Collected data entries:
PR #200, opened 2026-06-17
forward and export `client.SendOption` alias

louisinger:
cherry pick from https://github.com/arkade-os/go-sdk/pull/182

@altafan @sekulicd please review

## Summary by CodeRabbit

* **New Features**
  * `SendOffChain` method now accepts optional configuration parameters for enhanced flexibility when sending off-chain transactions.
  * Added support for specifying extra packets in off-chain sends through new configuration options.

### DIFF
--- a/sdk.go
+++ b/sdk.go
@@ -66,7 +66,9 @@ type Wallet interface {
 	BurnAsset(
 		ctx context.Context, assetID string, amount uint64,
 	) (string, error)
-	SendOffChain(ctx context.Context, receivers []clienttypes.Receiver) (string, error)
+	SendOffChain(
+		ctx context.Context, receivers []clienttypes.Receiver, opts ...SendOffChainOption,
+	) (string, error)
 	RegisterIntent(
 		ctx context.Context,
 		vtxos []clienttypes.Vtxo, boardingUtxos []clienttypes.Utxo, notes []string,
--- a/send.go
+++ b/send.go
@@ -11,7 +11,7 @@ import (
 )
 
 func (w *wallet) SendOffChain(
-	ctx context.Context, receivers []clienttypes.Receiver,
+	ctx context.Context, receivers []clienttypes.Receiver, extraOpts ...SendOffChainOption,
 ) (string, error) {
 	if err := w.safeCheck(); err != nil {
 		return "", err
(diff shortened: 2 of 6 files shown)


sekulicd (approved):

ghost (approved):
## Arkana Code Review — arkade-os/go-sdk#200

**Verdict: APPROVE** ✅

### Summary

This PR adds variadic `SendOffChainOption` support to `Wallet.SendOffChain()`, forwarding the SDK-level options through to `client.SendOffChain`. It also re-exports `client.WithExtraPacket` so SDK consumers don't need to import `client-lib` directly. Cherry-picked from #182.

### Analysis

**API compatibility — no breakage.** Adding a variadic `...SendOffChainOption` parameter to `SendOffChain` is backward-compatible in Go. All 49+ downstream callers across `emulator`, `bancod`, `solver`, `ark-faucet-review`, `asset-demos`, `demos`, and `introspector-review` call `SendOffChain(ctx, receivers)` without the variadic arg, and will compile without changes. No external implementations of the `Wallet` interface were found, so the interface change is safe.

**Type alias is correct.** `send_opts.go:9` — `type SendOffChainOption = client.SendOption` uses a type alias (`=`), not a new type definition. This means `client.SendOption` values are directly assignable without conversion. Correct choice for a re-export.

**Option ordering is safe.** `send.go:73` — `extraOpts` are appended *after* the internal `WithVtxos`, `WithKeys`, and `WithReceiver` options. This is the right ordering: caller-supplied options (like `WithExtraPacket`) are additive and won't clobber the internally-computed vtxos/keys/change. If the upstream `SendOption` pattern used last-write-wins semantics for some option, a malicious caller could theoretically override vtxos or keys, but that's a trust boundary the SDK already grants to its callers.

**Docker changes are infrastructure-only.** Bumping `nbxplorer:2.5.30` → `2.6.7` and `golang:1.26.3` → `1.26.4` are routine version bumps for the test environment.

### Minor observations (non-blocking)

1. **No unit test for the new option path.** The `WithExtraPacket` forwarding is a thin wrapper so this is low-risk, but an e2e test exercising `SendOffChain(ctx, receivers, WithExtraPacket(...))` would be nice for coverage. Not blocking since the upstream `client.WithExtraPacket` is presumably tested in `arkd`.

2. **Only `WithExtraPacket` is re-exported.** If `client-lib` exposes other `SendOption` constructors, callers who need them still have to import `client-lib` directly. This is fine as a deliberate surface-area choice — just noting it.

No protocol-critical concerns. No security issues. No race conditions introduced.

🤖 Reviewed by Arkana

--

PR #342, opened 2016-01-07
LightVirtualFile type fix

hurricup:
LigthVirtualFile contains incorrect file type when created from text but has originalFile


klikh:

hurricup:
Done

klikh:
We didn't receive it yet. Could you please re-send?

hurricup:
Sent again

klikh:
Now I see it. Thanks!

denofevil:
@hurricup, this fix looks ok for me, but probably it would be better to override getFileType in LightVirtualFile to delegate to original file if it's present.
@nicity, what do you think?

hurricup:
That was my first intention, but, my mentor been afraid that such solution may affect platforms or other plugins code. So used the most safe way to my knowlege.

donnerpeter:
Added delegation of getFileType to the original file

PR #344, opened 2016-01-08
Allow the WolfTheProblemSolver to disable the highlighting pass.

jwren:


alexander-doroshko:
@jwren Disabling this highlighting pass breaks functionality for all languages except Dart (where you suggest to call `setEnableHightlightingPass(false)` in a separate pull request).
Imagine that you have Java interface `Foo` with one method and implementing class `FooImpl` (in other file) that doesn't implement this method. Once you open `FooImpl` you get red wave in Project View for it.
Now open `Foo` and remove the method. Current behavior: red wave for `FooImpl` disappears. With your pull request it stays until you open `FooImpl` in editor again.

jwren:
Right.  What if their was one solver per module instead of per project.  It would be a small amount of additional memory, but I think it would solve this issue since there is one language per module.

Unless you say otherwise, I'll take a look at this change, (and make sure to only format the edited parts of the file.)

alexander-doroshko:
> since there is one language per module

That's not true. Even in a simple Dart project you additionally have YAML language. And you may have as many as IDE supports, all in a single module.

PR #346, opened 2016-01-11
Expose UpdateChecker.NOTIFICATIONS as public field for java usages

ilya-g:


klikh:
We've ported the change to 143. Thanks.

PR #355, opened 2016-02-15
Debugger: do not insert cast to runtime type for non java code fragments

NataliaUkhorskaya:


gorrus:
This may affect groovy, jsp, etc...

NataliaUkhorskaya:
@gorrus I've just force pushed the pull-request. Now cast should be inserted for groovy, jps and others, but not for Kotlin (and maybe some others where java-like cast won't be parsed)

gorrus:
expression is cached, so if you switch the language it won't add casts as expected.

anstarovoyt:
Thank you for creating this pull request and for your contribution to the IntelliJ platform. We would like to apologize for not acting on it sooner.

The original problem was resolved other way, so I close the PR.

---

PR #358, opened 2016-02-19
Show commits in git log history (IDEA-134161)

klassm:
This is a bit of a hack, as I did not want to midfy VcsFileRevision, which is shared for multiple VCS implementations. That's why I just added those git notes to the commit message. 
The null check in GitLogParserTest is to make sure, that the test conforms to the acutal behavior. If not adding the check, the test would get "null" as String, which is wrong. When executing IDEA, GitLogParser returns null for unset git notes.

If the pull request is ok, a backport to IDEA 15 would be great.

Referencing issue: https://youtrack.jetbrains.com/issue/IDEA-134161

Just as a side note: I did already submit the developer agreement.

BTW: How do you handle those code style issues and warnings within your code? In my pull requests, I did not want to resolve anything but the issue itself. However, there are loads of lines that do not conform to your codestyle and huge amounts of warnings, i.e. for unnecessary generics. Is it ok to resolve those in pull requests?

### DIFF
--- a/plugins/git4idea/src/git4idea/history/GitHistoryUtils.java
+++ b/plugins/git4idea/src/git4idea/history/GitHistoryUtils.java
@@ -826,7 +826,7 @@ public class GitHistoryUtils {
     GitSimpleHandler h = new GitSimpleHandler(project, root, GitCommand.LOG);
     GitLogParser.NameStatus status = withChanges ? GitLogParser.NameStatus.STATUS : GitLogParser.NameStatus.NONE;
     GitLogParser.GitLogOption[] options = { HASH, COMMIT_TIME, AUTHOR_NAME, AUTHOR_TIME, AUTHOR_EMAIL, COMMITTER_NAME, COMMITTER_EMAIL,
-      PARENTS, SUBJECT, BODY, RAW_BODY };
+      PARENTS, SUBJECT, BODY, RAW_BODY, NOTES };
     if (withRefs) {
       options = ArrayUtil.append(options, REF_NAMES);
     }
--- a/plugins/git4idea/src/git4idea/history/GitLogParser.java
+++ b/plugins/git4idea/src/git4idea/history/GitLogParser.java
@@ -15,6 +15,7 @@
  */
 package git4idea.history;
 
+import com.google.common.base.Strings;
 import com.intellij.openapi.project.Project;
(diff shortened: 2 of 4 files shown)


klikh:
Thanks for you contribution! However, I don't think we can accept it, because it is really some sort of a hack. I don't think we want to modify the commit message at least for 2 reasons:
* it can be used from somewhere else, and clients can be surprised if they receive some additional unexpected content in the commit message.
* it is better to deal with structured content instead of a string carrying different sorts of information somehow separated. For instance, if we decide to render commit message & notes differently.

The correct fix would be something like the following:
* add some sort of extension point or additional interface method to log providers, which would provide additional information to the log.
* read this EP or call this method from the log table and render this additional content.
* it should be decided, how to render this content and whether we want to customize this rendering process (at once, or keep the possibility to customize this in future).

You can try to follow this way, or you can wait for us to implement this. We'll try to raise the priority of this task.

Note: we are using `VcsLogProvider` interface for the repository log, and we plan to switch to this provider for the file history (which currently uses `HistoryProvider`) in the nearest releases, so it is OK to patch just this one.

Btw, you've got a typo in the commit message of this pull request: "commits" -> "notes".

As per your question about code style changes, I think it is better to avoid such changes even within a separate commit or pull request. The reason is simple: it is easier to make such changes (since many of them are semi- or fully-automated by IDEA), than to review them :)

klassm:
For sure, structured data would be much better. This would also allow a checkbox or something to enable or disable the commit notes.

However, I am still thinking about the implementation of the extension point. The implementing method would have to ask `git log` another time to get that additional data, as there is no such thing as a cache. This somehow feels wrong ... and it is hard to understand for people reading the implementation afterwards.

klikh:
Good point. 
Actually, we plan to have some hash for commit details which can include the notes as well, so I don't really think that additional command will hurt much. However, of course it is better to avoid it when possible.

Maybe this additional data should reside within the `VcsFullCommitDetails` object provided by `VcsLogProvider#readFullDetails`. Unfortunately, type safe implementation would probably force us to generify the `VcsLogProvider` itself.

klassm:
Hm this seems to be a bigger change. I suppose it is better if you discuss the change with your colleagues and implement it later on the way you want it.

-- Description of the task --
Above are the entries. Output exactly the lines beginning with the line that has "(diff shortened: 2 of 6 files shown)" and ending with the line that has "### Summary".

-- Solution to this exercise --
(diff shortened: 2 of 6 files shown)


sekulicd (approved):

ghost (approved):
## Arkana Code Review — arkade-os/go-sdk#200

**Verdict: APPROVE** ✅

### Summary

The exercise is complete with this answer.